_AVAILABLE RECORDS_.
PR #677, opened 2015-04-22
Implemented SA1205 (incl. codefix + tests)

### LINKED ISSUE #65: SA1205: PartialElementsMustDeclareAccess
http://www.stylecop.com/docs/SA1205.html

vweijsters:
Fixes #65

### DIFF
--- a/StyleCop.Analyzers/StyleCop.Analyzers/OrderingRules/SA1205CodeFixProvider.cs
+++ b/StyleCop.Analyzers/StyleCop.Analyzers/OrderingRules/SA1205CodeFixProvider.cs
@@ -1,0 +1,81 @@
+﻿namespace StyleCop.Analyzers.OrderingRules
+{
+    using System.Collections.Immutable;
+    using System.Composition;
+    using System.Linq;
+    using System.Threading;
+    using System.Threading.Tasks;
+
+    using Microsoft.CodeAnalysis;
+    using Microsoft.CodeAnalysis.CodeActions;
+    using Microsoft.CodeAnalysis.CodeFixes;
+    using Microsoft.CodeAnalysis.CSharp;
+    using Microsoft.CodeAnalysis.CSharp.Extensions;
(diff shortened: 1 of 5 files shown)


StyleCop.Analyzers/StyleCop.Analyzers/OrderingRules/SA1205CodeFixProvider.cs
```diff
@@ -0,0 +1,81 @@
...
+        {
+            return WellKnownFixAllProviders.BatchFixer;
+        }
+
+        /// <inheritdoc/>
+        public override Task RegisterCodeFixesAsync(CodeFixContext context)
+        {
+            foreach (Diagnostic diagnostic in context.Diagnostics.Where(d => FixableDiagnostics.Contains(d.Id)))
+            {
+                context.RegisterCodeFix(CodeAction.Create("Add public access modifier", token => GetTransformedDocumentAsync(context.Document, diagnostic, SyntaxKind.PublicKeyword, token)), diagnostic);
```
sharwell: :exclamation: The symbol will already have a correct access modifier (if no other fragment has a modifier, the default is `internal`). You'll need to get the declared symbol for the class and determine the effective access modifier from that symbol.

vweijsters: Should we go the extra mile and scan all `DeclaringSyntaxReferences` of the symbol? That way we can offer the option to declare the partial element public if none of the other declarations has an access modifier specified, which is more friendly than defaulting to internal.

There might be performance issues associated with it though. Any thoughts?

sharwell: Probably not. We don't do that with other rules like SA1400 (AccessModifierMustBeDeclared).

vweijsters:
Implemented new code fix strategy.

_EXERCISE REQUIREMENTS_. Retype the material word for word. Add nothing to it.

_RESPONSE TO THIS TASK_.
PR #677, opened 2015-04-22
Implemented SA1205 (incl. codefix + tests)

### LINKED ISSUE #65: SA1205: PartialElementsMustDeclareAccess
http://www.stylecop.com/docs/SA1205.html

vweijsters:
Fixes #65

### DIFF
--- a/StyleCop.Analyzers/StyleCop.Analyzers/OrderingRules/SA1205CodeFixProvider.cs
+++ b/StyleCop.Analyzers/StyleCop.Analyzers/OrderingRules/SA1205CodeFixProvider.cs
@@ -1,0 +1,81 @@
+﻿namespace StyleCop.Analyzers.OrderingRules
+{
+    using System.Collections.Immutable;
+    using System.Composition;
+    using System.Linq;
+    using System.Threading;
+    using System.Threading.Tasks;
+
+    using Microsoft.CodeAnalysis;
+    using Microsoft.CodeAnalysis.CodeActions;
+    using Microsoft.CodeAnalysis.CodeFixes;
+    using Microsoft.CodeAnalysis.CSharp;
+    using Microsoft.CodeAnalysis.CSharp.Extensions;
(diff shortened: 1 of 5 files shown)


StyleCop.Analyzers/StyleCop.Analyzers/OrderingRules/SA1205CodeFixProvider.cs
```diff
@@ -0,0 +1,81 @@
...
+        {
+            return WellKnownFixAllProviders.BatchFixer;
+        }
+
+        /// <inheritdoc/>
+        public override Task RegisterCodeFixesAsync(CodeFixContext context)
+        {
+            foreach (Diagnostic diagnostic in context.Diagnostics.Where(d => FixableDiagnostics.Contains(d.Id)))
+            {
+                context.RegisterCodeFix(CodeAction.Create("Add public access modifier", token => GetTransformedDocumentAsync(context.Document, diagnostic, SyntaxKind.PublicKeyword, token)), diagnostic);
```
sharwell: :exclamation: The symbol will already have a correct access modifier (if no other fragment has a modifier, the default is `internal`). You'll need to get the declared symbol for the class and determine the effective access modifier from that symbol.

vweijsters: Should we go the extra mile and scan all `DeclaringSyntaxReferences` of the symbol? That way we can offer the option to declare the partial element public if none of the other declarations has an access modifier specified, which is more friendly than defaulting to internal.

There might be performance issues associated with it though. Any thoughts?

sharwell: Probably not. We don't do that with other rules like SA1400 (AccessModifierMustBeDeclared).

vweijsters:
Implemented new code fix strategy.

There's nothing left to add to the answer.